# Task to complete
Write out exactly the lines of the entries below, from the first through the line containing "This fix should", and nothing beyond them.

= Beginning of Section =

PR #390, opened 2019-12-19
Cherry-pick changes mentioned from #389 into transport/tcp.py

ShadowJonathan:
## Describe the fix.

`transport/tcp.py::_multiaddr_from_socket()` assumes that the socket uses `AF_INET` as family and `SOCK_STREAM` as a socket type, everything is also hardcoded to ipv4.

This fix should make this function more smarter in handling ipv4+6, and allows it to detect if the socket is UDP or TCP.

Also in general it's recommended to move this to something like `transport/utils.py` or similar.

### To-Do

- [ ] Clean up commit history

#### Cute Animal Picture

### DIFF
--- a/libp2p/transport/tcp/tcp.py
+++ b/libp2p/transport/tcp/tcp.py
@@ -1,9 +1,11 @@
 import asyncio
-from socket import socket
+import socket
 import sys
-from typing import List
+from typing import List, Optional
 
 from multiaddr import Multiaddr
+from multiaddr.protocols import P_IP4, P_IP6, P_TCP, P_UDP
+from multiaddr.protocols import protocol_with_code as p_code
 
 from libp2p.network.connection.raw_connection import RawConnection
 from libp2p.network.connection.raw_connection_interface import IRawConnection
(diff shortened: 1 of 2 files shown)


ShadowJonathan:
Will do! 👍

ShadowJonathan:
Looks like Travis doesn't support ipv6 on some containers: 
    https://docs.travis-ci.com/user/reference/overview/

ShadowJonathan:
I split the tests so when they *are* ran on hosts with ipv6 enabled, they will be run, otherwise, they won't.

Currently, ipv6 is not enabled on travis ci, but when ran locally on a computer with ipv6, or when switching to another CI host with ipv6, these will be automatically ran.

ShadowJonathan:
It looks like `socket.has_ipv6` is only true when its compiled with support for ipv6, not when the system has ipv6 support.

ShadowJonathan:
One small last opinion: we should not build a multiaddress from a raw sockets, as it's possible that a socket type/family does not equate it's underlying transport (e.g. QUIC on TCP), and so an erroneous/false multiaddress is built from a raw socket. "Generating" multiaddresses should only happen in a transport listener. 

If this function is specific to testing (a specific transport), it should be moved to the `tests/` folder and removed from the main library.

ralexstokes:
@ShadowJonathan want to resolve the merge conflicts here? otherwise i'll close as the PR has gotten stale.

PR #394, opened 2019-12-24
Fix `close` an already reset connection

NIC619:
## What was wrong?

https://github.com/ethereum/trinity/issues/1422
## How was it fixed?

Catch `ConnectionResetError` error when trying to close a connection.

### To-Do

- [ ] Clean up commit history

### DIFF
--- a/libp2p/network/connection/raw_connection.py
+++ b/libp2p/network/connection/raw_connection.py
@@ -58,5 +58,5 @@ class RawConnection(IRawConnection):
         try:
             await self.writer.wait_closed()
         # In case the connection is already reset.
-        except (ConnectionResetError, RawConnError):
+        except ConnectionResetError:
             return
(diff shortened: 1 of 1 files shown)


libp2p/network/connection/raw_connection.py
```diff
@@ -55,4 +55,8 @@ def __init__(
         self.writer.close()
         if sys.version_info < (3, 7):
             return
-        await self.writer.wait_closed()
+        try:
+            await self.writer.wait_closed()
+        # In case the connection is already reset.
+        except (ConnectionResetError, RawConnError):
```
ChihChengLiang: The writer is an `asyncio.StreamWriter` type, so we don't need to handle `RawConnError` here right?

DonaldTsang:
@ShadowJonathan any comments?

ShadowJonathan:
I'm thinking about a proposal to go over the transport-connection-protocol stack to make it interoperable upwards and downwards with these kind of close/reset events, but yeah, this looks good to me.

= End of Section =

# Output below
PR #390, opened 2019-12-19
Cherry-pick changes mentioned from #389 into transport/tcp.py

ShadowJonathan:
## Describe the fix.

`transport/tcp.py::_multiaddr_from_socket()` assumes that the socket uses `AF_INET` as family and `SOCK_STREAM` as a socket type, everything is also hardcoded to ipv4.

This fix should make this function more smarter in handling ipv4+6, and allows it to detect if the socket is UDP or TCP.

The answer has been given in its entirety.